PR #9, opened 2020-11-02
Fix Baylor URLs and switch to Contest API

deboer-tim:
Minor URL fix, plus switch references from event feed to Contest API. This is really just changing a couple references, we still need to talk about the broader Contest API / contest archive / file format use throughout this spec.


deboer-tim:
Cancelling, I see another PR that does the URL fixes.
::::::
How to complete this task | Each record must be output exactly, with none omitted.

Solution below |
PR #9, opened 2020-11-02
Fix Baylor URLs and switch to Contest API

deboer-tim:
Minor URL fix, plus switch references from event feed to Contest API. This is really just changing a couple references, we still need to talk about the broader Contest API / contest archive / file format use throughout this spec.


deboer-tim:
Cancelling, I see another PR that does the URL fixes.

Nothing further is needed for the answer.